Records from a collection:
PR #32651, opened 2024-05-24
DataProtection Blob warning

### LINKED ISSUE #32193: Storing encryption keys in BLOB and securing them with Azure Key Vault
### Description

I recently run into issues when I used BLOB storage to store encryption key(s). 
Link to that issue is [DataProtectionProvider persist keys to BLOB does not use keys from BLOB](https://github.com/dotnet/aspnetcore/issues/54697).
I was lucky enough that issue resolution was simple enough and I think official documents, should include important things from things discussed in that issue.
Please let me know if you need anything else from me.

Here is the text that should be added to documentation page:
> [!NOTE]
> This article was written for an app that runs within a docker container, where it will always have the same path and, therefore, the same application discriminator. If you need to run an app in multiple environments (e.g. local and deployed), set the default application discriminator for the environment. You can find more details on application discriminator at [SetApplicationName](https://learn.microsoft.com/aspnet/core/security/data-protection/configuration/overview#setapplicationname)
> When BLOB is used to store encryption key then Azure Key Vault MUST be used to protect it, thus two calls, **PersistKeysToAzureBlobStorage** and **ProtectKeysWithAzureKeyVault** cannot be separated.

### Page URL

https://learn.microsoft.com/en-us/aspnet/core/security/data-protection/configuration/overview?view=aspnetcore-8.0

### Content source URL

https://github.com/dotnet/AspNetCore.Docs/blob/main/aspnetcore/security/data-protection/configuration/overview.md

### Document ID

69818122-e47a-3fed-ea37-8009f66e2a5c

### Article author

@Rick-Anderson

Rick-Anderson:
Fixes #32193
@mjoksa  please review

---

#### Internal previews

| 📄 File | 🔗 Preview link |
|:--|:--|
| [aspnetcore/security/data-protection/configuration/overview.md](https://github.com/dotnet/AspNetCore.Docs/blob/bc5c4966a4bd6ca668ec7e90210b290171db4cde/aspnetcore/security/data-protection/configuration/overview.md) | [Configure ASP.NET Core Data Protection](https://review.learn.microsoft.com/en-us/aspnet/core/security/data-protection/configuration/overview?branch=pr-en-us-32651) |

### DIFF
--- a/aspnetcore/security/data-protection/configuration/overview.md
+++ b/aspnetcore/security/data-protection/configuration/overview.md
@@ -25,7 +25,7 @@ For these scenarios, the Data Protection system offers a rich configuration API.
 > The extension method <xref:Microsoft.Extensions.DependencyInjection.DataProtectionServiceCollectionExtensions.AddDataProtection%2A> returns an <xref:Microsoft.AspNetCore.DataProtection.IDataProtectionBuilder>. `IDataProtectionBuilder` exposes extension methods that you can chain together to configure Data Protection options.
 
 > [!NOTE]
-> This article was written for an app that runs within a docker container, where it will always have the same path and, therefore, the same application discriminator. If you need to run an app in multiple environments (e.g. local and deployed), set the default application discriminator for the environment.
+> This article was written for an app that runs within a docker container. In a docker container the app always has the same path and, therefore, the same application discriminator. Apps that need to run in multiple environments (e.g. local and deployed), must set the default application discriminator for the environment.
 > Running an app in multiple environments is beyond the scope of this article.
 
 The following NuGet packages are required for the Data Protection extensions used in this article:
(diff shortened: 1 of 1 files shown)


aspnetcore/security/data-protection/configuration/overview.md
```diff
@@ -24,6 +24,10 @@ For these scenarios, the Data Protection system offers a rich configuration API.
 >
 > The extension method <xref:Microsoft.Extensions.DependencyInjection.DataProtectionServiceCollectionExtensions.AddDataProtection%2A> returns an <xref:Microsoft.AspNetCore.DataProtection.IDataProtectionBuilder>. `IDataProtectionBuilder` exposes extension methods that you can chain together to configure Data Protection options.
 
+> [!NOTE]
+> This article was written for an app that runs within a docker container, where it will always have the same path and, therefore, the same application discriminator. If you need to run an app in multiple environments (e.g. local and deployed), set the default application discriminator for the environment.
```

◆ **EXERCISE OBJECTIVE**: The records are to be repeated in full, exactly as they stand.

◆ **ANSWER BOX**:
PR #32651, opened 2024-05-24
DataProtection Blob warning

### LINKED ISSUE #32193: Storing encryption keys in BLOB and securing them with Azure Key Vault
### Description

I recently run into issues when I used BLOB storage to store encryption key(s). 
Link to that issue is [DataProtectionProvider persist keys to BLOB does not use keys from BLOB](https://github.com/dotnet/aspnetcore/issues/54697).
I was lucky enough that issue resolution was simple enough and I think official documents, should include important things from things discussed in that issue.
Please let me know if you need anything else from me.

Here is the text that should be added to documentation page:
> [!NOTE]
> This article was written for an app that runs within a docker container, where it will always have the same path and, therefore, the same application discriminator. If you need to run an app in multiple environments (e.g. local and deployed), set the default application discriminator for the environment. You can find more details on application discriminator at [SetApplicationName](https://learn.microsoft.com/aspnet/core/security/data-protection/configuration/overview#setapplicationname)
> When BLOB is used to store encryption key then Azure Key Vault MUST be used to protect it, thus two calls, **PersistKeysToAzureBlobStorage** and **ProtectKeysWithAzureKeyVault** cannot be separated.

### Page URL

https://learn.microsoft.com/en-us/aspnet/core/security/data-protection/configuration/overview?view=aspnetcore-8.0

### Content source URL

https://github.com/dotnet/AspNetCore.Docs/blob/main/aspnetcore/security/data-protection/configuration/overview.md

### Document ID

69818122-e47a-3fed-ea37-8009f66e2a5c

### Article author

@Rick-Anderson

Rick-Anderson:
Fixes #32193
@mjoksa  please review

---

#### Internal previews

| 📄 File | 🔗 Preview link |
|:--|:--|
| [aspnetcore/security/data-protection/configuration/overview.md](https://github.com/dotnet/AspNetCore.Docs/blob/bc5c4966a4bd6ca668ec7e90210b290171db4cde/aspnetcore/security/data-protection/configuration/overview.md) | [Configure ASP.NET Core Data Protection](https://review.learn.microsoft.com/en-us/aspnet/core/security/data-protection/configuration/overview?branch=pr-en-us-32651) |

### DIFF
--- a/aspnetcore/security/data-protection/configuration/overview.md
+++ b/aspnetcore/security/data-protection/configuration/overview.md
@@ -25,7 +25,7 @@ For these scenarios, the Data Protection system offers a rich configuration API.
 > The extension method <xref:Microsoft.Extensions.DependencyInjection.DataProtectionServiceCollectionExtensions.AddDataProtection%2A> returns an <xref:Microsoft.AspNetCore.DataProtection.IDataProtectionBuilder>. `IDataProtectionBuilder` exposes extension methods that you can chain together to configure Data Protection options.
 
 > [!NOTE]
-> This article was written for an app that runs within a docker container, where it will always have the same path and, therefore, the same application discriminator. If you need to run an app in multiple environments (e.g. local and deployed), set the default application discriminator for the environment.
+> This article was written for an app that runs within a docker container. In a docker container the app always has the same path and, therefore, the same application discriminator. Apps that need to run in multiple environments (e.g. local and deployed), must set the default application discriminator for the environment.
 > Running an app in multiple environments is beyond the scope of this article.
 
 The following NuGet packages are required for the Data Protection extensions used in this article:
(diff shortened: 1 of 1 files shown)


aspnetcore/security/data-protection/configuration/overview.md
```diff
@@ -24,6 +24,10 @@ For these scenarios, the Data Protection system offers a rich configuration API.
 >
 > The extension method <xref:Microsoft.Extensions.DependencyInjection.DataProtectionServiceCollectionExtensions.AddDataProtection%2A> returns an <xref:Microsoft.AspNetCore.DataProtection.IDataProtectionBuilder>. `IDataProtectionBuilder` exposes extension methods that you can chain together to configure Data Protection options.
 
+> [!NOTE]
+> This article was written for an app that runs within a docker container, where it will always have the same path and, therefore, the same application discriminator. If you need to run an app in multiple environments (e.g. local and deployed), set the default application discriminator for the environment.
```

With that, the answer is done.